- _Records provided_
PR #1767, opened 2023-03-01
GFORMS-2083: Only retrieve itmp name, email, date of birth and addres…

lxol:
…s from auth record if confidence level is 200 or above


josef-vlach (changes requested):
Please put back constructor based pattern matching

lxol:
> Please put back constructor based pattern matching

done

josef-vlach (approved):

* * *

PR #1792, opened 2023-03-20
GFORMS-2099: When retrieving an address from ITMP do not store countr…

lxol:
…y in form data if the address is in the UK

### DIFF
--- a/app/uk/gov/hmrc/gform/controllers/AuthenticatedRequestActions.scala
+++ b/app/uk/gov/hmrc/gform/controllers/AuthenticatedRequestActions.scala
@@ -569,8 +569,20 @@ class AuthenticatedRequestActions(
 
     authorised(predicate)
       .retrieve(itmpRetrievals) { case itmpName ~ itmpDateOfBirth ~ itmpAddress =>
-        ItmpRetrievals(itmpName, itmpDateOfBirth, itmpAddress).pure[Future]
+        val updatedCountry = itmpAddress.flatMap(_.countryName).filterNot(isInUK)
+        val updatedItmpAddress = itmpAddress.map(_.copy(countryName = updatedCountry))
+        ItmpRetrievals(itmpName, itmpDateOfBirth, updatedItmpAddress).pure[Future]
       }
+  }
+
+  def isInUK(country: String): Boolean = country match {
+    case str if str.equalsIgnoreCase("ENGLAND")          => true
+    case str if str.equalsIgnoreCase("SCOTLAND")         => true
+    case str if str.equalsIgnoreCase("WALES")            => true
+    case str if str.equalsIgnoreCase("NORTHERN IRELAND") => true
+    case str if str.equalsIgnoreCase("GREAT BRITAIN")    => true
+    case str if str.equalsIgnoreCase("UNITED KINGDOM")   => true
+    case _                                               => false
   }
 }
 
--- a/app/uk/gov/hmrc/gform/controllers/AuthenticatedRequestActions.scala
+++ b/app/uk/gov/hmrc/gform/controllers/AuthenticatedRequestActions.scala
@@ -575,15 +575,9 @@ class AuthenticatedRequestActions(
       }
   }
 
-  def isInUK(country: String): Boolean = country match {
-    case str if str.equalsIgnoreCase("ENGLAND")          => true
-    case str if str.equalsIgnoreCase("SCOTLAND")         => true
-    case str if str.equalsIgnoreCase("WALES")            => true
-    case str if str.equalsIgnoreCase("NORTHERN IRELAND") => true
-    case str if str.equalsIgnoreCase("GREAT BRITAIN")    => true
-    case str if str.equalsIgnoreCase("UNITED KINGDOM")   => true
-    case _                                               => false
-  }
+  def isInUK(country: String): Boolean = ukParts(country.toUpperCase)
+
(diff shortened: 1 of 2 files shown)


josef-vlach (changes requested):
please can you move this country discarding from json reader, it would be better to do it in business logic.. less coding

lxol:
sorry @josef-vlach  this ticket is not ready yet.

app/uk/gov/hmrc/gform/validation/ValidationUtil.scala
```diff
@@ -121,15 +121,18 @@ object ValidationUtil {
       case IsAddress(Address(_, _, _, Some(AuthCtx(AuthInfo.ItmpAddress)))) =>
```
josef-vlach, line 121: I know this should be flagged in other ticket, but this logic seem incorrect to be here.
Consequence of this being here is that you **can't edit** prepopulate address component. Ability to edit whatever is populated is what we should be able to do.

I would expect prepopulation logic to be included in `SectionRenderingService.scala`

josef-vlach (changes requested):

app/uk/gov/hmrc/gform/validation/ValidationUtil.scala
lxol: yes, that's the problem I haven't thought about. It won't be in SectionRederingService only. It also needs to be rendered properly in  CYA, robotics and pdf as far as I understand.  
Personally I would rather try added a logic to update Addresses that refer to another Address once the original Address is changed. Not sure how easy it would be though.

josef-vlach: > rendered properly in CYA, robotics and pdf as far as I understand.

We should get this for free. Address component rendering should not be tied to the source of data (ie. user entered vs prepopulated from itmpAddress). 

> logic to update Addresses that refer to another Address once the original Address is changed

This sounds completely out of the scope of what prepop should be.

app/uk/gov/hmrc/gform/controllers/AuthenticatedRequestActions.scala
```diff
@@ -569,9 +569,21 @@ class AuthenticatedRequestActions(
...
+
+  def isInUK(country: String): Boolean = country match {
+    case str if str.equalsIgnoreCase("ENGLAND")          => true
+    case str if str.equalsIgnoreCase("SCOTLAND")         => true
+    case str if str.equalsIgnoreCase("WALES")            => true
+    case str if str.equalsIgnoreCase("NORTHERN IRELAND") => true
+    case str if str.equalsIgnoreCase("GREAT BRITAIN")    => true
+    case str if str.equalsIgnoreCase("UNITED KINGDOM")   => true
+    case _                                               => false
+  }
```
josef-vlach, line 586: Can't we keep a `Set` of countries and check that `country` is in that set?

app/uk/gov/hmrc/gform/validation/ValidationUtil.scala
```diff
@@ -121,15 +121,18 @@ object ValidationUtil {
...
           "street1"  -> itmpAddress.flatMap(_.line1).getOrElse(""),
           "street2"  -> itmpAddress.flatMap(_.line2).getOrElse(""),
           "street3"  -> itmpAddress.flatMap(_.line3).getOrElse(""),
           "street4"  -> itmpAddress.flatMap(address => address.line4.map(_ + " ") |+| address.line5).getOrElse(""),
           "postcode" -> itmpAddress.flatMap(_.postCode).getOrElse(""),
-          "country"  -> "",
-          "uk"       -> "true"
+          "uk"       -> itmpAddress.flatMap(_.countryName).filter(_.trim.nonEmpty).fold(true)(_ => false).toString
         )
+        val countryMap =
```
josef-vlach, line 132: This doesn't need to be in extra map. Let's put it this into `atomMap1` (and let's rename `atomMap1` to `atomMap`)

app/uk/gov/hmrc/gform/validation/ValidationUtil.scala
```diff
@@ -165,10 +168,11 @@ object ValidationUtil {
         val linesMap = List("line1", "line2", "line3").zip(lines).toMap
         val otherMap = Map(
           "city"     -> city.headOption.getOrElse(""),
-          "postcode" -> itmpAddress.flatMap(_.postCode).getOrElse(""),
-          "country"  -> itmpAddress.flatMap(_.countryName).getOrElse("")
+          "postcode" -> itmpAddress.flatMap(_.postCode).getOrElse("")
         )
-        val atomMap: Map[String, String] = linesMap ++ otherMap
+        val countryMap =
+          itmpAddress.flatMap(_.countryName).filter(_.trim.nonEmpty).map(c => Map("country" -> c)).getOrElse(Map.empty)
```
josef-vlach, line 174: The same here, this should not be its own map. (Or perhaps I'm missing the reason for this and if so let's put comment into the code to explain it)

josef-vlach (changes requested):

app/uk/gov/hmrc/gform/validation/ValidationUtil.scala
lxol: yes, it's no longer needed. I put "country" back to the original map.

- _What the task requires_
Using the data above, extract exactly the lines from the one that holds "please can you" to the one that holds "josef-vlach: > rendered", both ends included, and no others.

- _Solution for this exercise_
please can you move this country discarding from json reader, it would be better to do it in business logic.. less coding

lxol:
sorry @josef-vlach  this ticket is not ready yet.

app/uk/gov/hmrc/gform/validation/ValidationUtil.scala
```diff
@@ -121,15 +121,18 @@ object ValidationUtil {
       case IsAddress(Address(_, _, _, Some(AuthCtx(AuthInfo.ItmpAddress)))) =>
```
josef-vlach, line 121: I know this should be flagged in other ticket, but this logic seem incorrect to be here.
Consequence of this being here is that you **can't edit** prepopulate address component. Ability to edit whatever is populated is what we should be able to do.

I would expect prepopulation logic to be included in `SectionRenderingService.scala`

josef-vlach (changes requested):

app/uk/gov/hmrc/gform/validation/ValidationUtil.scala
lxol: yes, that's the problem I haven't thought about. It won't be in SectionRederingService only. It also needs to be rendered properly in  CYA, robotics and pdf as far as I understand.  
Personally I would rather try added a logic to update Addresses that refer to another Address once the original Address is changed. Not sure how easy it would be though.

josef-vlach: > rendered properly in CYA, robotics and pdf as far as I understand.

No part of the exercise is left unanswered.